PR #108, opened 2026-05-20
FEATURE : Deployment of Agent using Kagenti

shricharan-ks:
## Description

This feature setups the documentation and the claude skills for the deployment of an agent and using kagenti for agent visibility. 

## Jira Ticket

RHAIENG-5034

## Testing

- [x] No testing required (documentation/config change only)

## Checklist

### DIFF
--- a/.claude/skills/kagenti-deploy/SKILL.md
+++ b/.claude/skills/kagenti-deploy/SKILL.md
@@ -1,0 +1,638 @@
+---
+name: kagenti-deploy
+description: >
+  Deploy A2A-compliant agents to OpenShift/Kubernetes with kagenti integration. 
+  Use this skill when the user wants to deploy an agent with kagenti, mentions 
+  "kagenti deployment", "A2A agent deployment", "Agent Runtime", "Agent Card", 
+  or asks to deploy an agent that should be visible in kagenti UI. Also use 
+  when they mention the /.well-known/agent-card.json or /.well-known/agents.json 
+  endpoints, or ask about agent discovery and cataloging in OpenShift.
+---
+
+# Kagenti Agent Deployment
+
+Deploy A2A-protocol agents to OpenShift/Kubernetes with full kagenti integration, making them discoverable in the kagenti UI for agent management and orchestration.
+
+## What this skill does
+
+This skill orchestrates the complete deployment of A2A-compliant agents with kagenti:
+
+1. **Prepares the agent** - Initializes environment and dependencies
+2. **Builds and pushes container images** - Creates container images with proper A2A endpoints
+3. **Ensures kagenti labels** - Adds required labels to deployment manifests
+4. **Deploys to cluster** - Uses Helm to deploy the agent
+5. **Applies Agent Runtime CR** - Creates kagenti custom resource for agent discovery
+6. **Verifies integration** - Confirms Agent Card creation and kagenti synchronization
+
+## When to use this skill
+
+Use this skill when:
+- User wants to deploy an agent with kagenti integration
+- User mentions "kagenti", "A2A deployment", "Agent Runtime", or "Agent Card"
+- User asks to make an agent visible in kagenti UI
+- User wants to deploy an agent that implements the A2A protocol
+- User asks about agent discovery, cataloging, or orchestration on OpenShift
+
+## Prerequisites
+
+Before starting, verify these are available:
+- `oc` CLI configured and authenticated to the target cluster
+- `helm` (version 3.x)
+- `podman` or `docker` for building container images
+- `make` and `bash` available
+- Access to a container registry (e.g., quay.io)
+- Kagenti installed on the cluster (check: `oc get pods -n kagenti-system`)
+
+## A2A Protocol Requirements
+
+For an agent to work with kagenti, it must:
+- Expose `/.well-known/agent-card.json` endpoint
+- Return valid A2A agent card JSON with agent metadata
+- Implement A2A JSON-RPC protocol for agent-to-agent communication
+- Have health check endpoint at `/health`
+
+## Deployment Workflow
+
+### Step 1: Navigate to agent directory
+
+```bash
+cd agents/<framework>/<agent_name>/
+```
+
+The agent must have:
+- `Makefile` with standard targets
+- `agent.yaml` with agent metadata
+- `.env.example` or `template.env` for configuration template
+
+### Step 2: Initialize and configure
+
+```bash
+make init  # Creates .env from .env.example (or template.env for a2a-langgraph-crewai)
+```
+
+Edit `.env` to set required variables:
+- `API_KEY` - API key for LLM provider
+- `BASE_URL` - LLM provider endpoint (must end with `/v1`)
+- `MODEL_ID` - Model identifier
+- `CONTAINER_IMAGE` - Registry path where images will be pushed
+
+Verify required env vars are set:
+```bash
+# Check agent.yaml for required variables
+grep -A 10 "required:" agent.yaml
+```
+
+### Step 3: Set up Python environment
+
+```bash
+make env  # Creates venv and installs dependencies with uv
+```
+
+This runs `uv sync --python 3.12`.
+
+### Step 4: Build container image
+
+```bash
+make build
+```
+
+This:
+- Validates required env vars
+- Builds container image with proper tags
+- For A2A agents, may create multiple tags (e.g., `:crew` and `:langgraph`)
+
+Verify build succeeded:
+```bash
+podman images | grep <agent-name>
+# or
+docker images | grep <agent-name>
+```
+
+### Step 5: Push to registry
+
+```bash
+make push
+```
+
+Ensure you're authenticated to the registry first:
+```bash
+podman login quay.io
+# or
+docker login quay.io
+```
+
+### Step 6: Verify and enforce kagenti labels in deployment charts
+
+**CRITICAL**: The deployment charts must include protocol labels for discovery. This skill assumes agents use specialized charts (like `charts/a2a-langgraph-crewai/`) that include these labels.
+
+**Required labels in the chart templates**:
+```yaml
+metadata:
+  labels:
+    protocol.kagenti.io/a2a: "true"
+```
+
+**Optional protocol labels** (if agent supports multiple protocols):
+```yaml
+    protocol.kagenti.io/openai: "true"  # If OpenAI-compatible
+    protocol.kagenti.io/mcp: "true"     # If MCP-compatible
+```
+
+**Important**: The `kagenti.io/type: agent` label is **automatically added by the kagenti controller** when you create the AgentRuntime CR in Step 9. You do NOT need to add this label to the chart templates. Only the protocol labels are required in the chart.
+
+**Verify the chart has protocol labels**:
+
+First, identify which chart the agent uses by checking its Makefile:
+```bash
+grep "CHART_DIR" Makefile
+```
+
+Then verify the chart templates include protocol labels:
+```bash
+grep -r "protocol.kagenti.io" <chart-directory>/templates/
+```
+
+**Expected output** should show protocol labels in deployment files like:
+```yaml
+    protocol.kagenti.io/a2a: "true"
+```
+
+**If protocol labels are missing**:
+- Check if this is truly an A2A agent that needs kagenti integration
+- The agent may need a specialized chart - consult with the user
+- Standard `charts/agent/` template does not include kagenti labels by design
+
+**ENFORCEMENT**: If the grep returns no results for `protocol.kagenti.io`, STOP and inform the user that the chart templates do not include protocol labels. Ask if they want to:
+1. Create a specialized chart for this agent with protocol labels
+2. Add protocol labels to the existing chart
+3. Continue without kagenti integration
+
+### Step 7: Deploy with Helm
+
+**Detect and use the active namespace**: The deployment will use the current `oc` context namespace. Capture it for use in subsequent steps.
+
+```bash
+# Get the current active namespace
+NAMESPACE=$(oc project -q)
+echo "Deploying to namespace: $NAMESPACE"
+```
+
+If you need to switch to a different namespace first:
+```bash
+oc project <target-namespace>
+NAMESPACE=$(oc project -q)
+```
+
+Deploy the agent:
+```bash
+make deploy
+```
+
+**Note**: The Makefile deploy target uses the current `oc` context namespace. The same namespace will be used throughout all subsequent steps (labeling, CR creation, verification).
+
+This typically:
+- Deploys Helm chart with agent resources to the current namespace
+- For A2A agents, may do two-phase deploy (services/routes first, then deployments with public URLs)
+- Waits for pods to be ready
+
+**Verify deployment** in the target namespace:
+```bash
+oc get pods -n $NAMESPACE
+oc get routes -n $NAMESPACE
+```
+
+**Check health endpoint**:
+```bash
+ROUTE=$(oc get route <agent-name> -n $NAMESPACE -o jsonpath='{.spec.host}')
+curl https://$ROUTE/health
+# Expected: {"status":"healthy"}
+```
+
+**Verify A2A endpoint**:
+```bash
+curl -sS https://$ROUTE/.well-known/agent-card.json
+# Should return valid JSON with agent metadata
+```
+
+### Step 8: Label namespace for kagenti discovery
+
+Label the target namespace to enable kagenti discovery:
+```bash
+oc label namespace $NAMESPACE kagenti-enabled=true --overwrite
+```
+
+This tells kagenti to watch this namespace for agents.
+
+**Note**: The deployment labels should already be in the chart templates (verified in Step 6). If they're missing, the chart templates need to be updated before proceeding.
+
+### Step 9: Apply Agent Runtime CR
+
+Create and apply the AgentRuntime custom resource. This tells kagenti about the agent and **automatically creates the corresponding AgentCard CR**.
+
+**AgentRuntime structure**:
+```yaml
+apiVersion: agent.kagenti.dev/v1alpha1
+kind: AgentRuntime
+metadata:
+  name: <agent-name>-runtime
+  # namespace omitted - uses current oc context
+  labels:
+    app.kubernetes.io/name: <agent-name>
+spec:
+  type: agent
+  protocol: a2a
+  targetRef:
+    apiVersion: apps/v1
+    kind: Deployment
+    name: <deployment-name>
+```
+
+**Check if AgentRuntime.yaml exists in the agent directory** as a reference:
+```bash
+ls -la AgentRuntime.yaml
+```
+
+**Recommended approach**: Always create AgentRuntime inline to avoid mutating tracked files and ensure correct namespace:
+```bash
+# Read the existing file for deployment names if it exists, then create inline
+cat <<EOF | oc apply -f -
+apiVersion: agent.kagenti.dev/v1alpha1
+kind: AgentRuntime
+metadata:
+  name: <agent-name>-runtime
+  # namespace omitted - uses current oc context
+  labels:
+    app.kubernetes.io/name: <agent-name>
+spec:
+  type: agent
+  protocol: a2a
+  targetRef:
+    apiVersion: apps/v1
+    kind: Deployment
+    name: <deployment-name>
+EOF
+```
+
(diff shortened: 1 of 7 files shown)


charts/a2a-langgraph-crewai/templates/deployment-crew.yaml
```diff
@@ -5,6 +5,7 @@ metadata:
   name: a2a-crew-agent
   labels:
     app: a2a-crew-agent
+    protocol.kagenti.io/a2a: "true"
```
andrewdonheiser, line 8: **[Critical]** Missing `kagenti.io/type: agent` label.

The SKILL.md (lines 132, 156) explicitly documents that **both** `kagenti.io/type: agent` AND `protocol.kagenti.io/a2a: "true"` are required labels on deployments. The verification script (line 435) queries `oc get deployments -l kagenti.io/type=agent` and will report "No deployments with kagenti.io/type=agent found" without it.

But neither this file nor `deployment-langgraph.yaml` adds `kagenti.io/type: agent`. The `a2a.labels` helper in `_helpers.tpl` doesn't include it either. This means the PR's own verification will always fail, and kagenti may not discover these deployments.

**Suggested fix:** Add `kagenti.io/type: agent` to `metadata.labels` in both deployment templates:
```yaml
    kagenti.io/type: agent
    protocol.kagenti.io/a2a: "true"
```

agents/a2a/langgraph_crewai_agent/AgentRuntime.yaml
```diff
@@ -0,0 +1,29 @@
+apiVersion: agent.kagenti.dev/v1alpha1
+kind: AgentRuntime
+metadata:
+  name: a2a-langgraph-agent-runtime
+  namespace: default
```
andrewdonheiser: **[Important]** Hardcoded `namespace: default` is a deployment pitfall.

Anyone running `oc apply -f AgentRuntime.yaml` (as the README instructs at line 209) will deploy to `default` instead of their target namespace. The README section doesn't mention updating the namespace before applying.

**Suggested fix:** Either:
1. Remove the `namespace` field entirely and let `oc apply -n <namespace>` control placement, or
2. Add a comment in the YAML noting users must update the namespace, AND add a note in the README about this.

.claude/skills/kagenti-deploy/SKILL.md
```diff
@@ -0,0 +1,746 @@
...
+
+**Check if AgentRuntime.yaml exists in the agent directory**:
+```bash
+ls -la AgentRuntime.yaml
+```
+
+If it exists, verify it points to the correct namespace and deployment, then apply it:
+```bash
+# Update namespace if needed
+sed -i "s/namespace: .*/namespace: $NAMESPACE/" AgentRuntime.yaml
```
andrewdonheiser: **[Important]** `sed -i` is not portable to macOS.

BSD sed on macOS requires a backup extension argument (e.g., `sed -i '' "s/..."` or `sed -i.bak`). Without it, sed interprets the substitution pattern as the backup extension and fails. This also appears at line 694. Since contributors use macOS, this will break.

**Suggested fix:** Either use `sed -i'' "s/..."` for portability, or better yet, recommend the `cat <<EOF | oc apply` approach exclusively and avoid mutating a tracked file.

agents/a2a/langgraph_crewai_agent/AgentRuntime.yaml
```diff
@@ -0,0 +1,29 @@
...
+  labels:
+    app.kubernetes.io/name: a2a-crew-agent
+spec:
+  type: agent
+  protocol: a2a
+  targetRef:
+    apiVersion: apps/v1
+    kind: Deployment
+    name: a2a-crew-agent
```
andrewdonheiser: **[Important]** Missing trailing newline.

The diff shows `\ No newline at end of file`. POSIX requires text files to end with a newline. This causes git diff noise and some YAML parsers may behave unexpectedly.

**Suggested fix:** Add a trailing newline after this line.

.claude/skills/kagenti-deploy/SKILL.md
```diff
@@ -0,0 +1,746 @@
...
+NAMESPACE="${1:-agents}"
+
+echo "========================================="
+echo "Kagenti Integration Verification"
+echo "Namespace: $NAMESPACE"
+echo "========================================="
+echo ""
+
+# Check namespace label
+echo "1️⃣  Checking namespace label..."
```
andrewdonheiser: **[Important]** Emojis in verification script violate project conventions.

The project CLAUDE.md says "Only use emojis if the user explicitly requests it." No existing skill in this repo uses emojis. This script and the success criteria section (lines 636-646) use emoji characters throughout (1️⃣, ✅, ❌, ⚠️, 🌐).

**Suggested fix:** Replace with plain text indicators: `[PASS]`/`[FAIL]`/`[WARN]`, numbered lists `1.`, `2.`, etc.

charts/a2a-langgraph-crewai/templates/deployment-langgraph.yaml
```diff
@@ -5,6 +5,7 @@ metadata:
   name: a2a-langgraph-agent
   labels:
     app: a2a-langgraph-agent
+    protocol.kagenti.io/a2a: "true"
```
andrewdonheiser, line 8: **[Important]** Label value `"true"` may not match upstream kagenti-operator convention.

The upstream kagenti-operator examples use `protocol.kagenti.io/a2a: ""` (empty string), not `"true"`. While `Exists` label selectors match either value, using a non-standard value risks breakage if the operator ever performs exact-match validation.

**Suggested fix:** Verify against upstream kagenti-operator docs and align the value. If upstream uses empty string, change to `protocol.kagenti.io/a2a: ""`.

(Same applies to `deployment-crew.yaml`.)

.claude/skills/kagenti-deploy/SKILL.md
```diff
@@ -0,0 +1,746 @@
+---
```
andrewdonheiser, line 1: **[Suggestion]** At 746 lines, this is 2.3x larger than the next largest skill in this repo.

Existing skills average ~161 lines. The verification script (~95 lines of bash) and the full deployment example (~55 lines) could be extracted into standalone files (e.g., `verify-kagenti.sh` committed alongside the skill, a reference doc in `docs/`). This would make the skill more maintainable and follow the pattern where skills are concise guides that reference external artifacts.

agents/a2a/langgraph_crewai_agent/README.md
```diff
@@ -201,6 +201,14 @@ make dry-run          # preview rendered Helm manifests (secrets redacted)
 make deploy
 ```
 
+### Manage Agents using Kagenti (Optional)
```
andrewdonheiser: **[Suggestion]** Heading level inconsistent with surrounding sections.

This uses `###` (h3), but the surrounding sub-sections (deploy, dry-run, verify, undeploy) all use `####` (h4). This makes kagenti appear as a top-level deployment section rather than a sub-step.

**Suggested fix:** Use `#### Manage Agents using Kagenti (Optional)` (h4) to match.

agents/a2a/langgraph_crewai_agent/README.md
```diff
@@ -201,6 +201,14 @@ make dry-run          # preview rendered Helm manifests (secrets redacted)
...
+
+Apply the `AgentRuntime` custom resources to enable management via Kagenti. The AgentRuntime will be picked up by kagenti and create AgentCards for the agent deployments.
```
andrewdonheiser: **[Suggestion]** Section lacks prerequisite and verification context.

This doesn't mention:
- That kagenti must be installed on the cluster (`oc get pods -n kagenti-system`)
- That the namespace needs the `kagenti-enabled=true` label
- That users must update the `namespace` field in the YAML before applying (if kept)
- How to verify success (`oc get agentcard -n <namespace>`)

A brief note on prerequisites and a verification command would prevent common failures.

agents/a2a/langgraph_crewai_agent/pyproject.toml
```diff
@@ -5,7 +5,7 @@ description = "A2A demo: LangGraph orchestrator and CrewAI specialist for OpenSh
 readme = "README.md"
 requires-python = ">=3.12"
 dependencies = [
-    "a2a-sdk[http-server]>=0.3.25",
+    "a2a-sdk[http-server]<1.0.0,>=0.3.25",
```
andrewdonheiser: **[Suggestion]** Version specifier ordering.

The PEP 440 convention is typically `>=lower,<upper` (lower bound first), not `<upper,>=lower`. Both are functionally identical, but `"a2a-sdk[http-server]>=0.3.25,<1.0.0"` reads more naturally.

The defensive upper bound itself is a good practice for a pre-1.0 library 👍

.claude/skills/kagenti-deploy/SKILL.md
```diff
@@ -0,0 +1,746 @@
...
+### Step 1: Navigate to agent directory
+
+```bash
+cd agents/<framework>/<agent_name>/
+```
+
+The agent must have:
+- `Makefile` with standard targets
+- `agent.yaml` with agent metadata
+- `.env.example` or `template.env` for configuration template
```
andrewdonheiser, line 65: **[Suggestion]** Doesn't clarify this agent uses `template.env` instead of `.env.example`.

The a2a-langgraph-crewai agent is a known non-standard agent (per AGENTS.md) that uses `template.env` instead of `.env.example`. Step 2's `make init` doesn't mention this explicitly, which may confuse users who look for `.env.example` and don't find it.

.claude/skills/kagenti-deploy/SKILL.md
```diff
@@ -0,0 +1,746 @@
...
+NAMESPACE="<user-specified-namespace>"
+```
+
+Deploy the agent:
+```bash
+make deploy
+```
+
+This typically:
+- Creates namespace if needed (or specify with make deploy NAMESPACE=$NAMESPACE if Makefile supports it)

# # # # # # #

■ Exercise details
Copy the entries word for word. Start at the first line and end with the line containing "--- a/.claude/skills/kagenti-deploy/SKILL.md".

■ Task output
PR #108, opened 2026-05-20
FEATURE : Deployment of Agent using Kagenti

shricharan-ks:
## Description

This feature setups the documentation and the claude skills for the deployment of an agent and using kagenti for agent visibility. 

## Jira Ticket

RHAIENG-5034

## Testing

- [x] No testing required (documentation/config change only)

## Checklist

### DIFF
--- a/.claude/skills/kagenti-deploy/SKILL.md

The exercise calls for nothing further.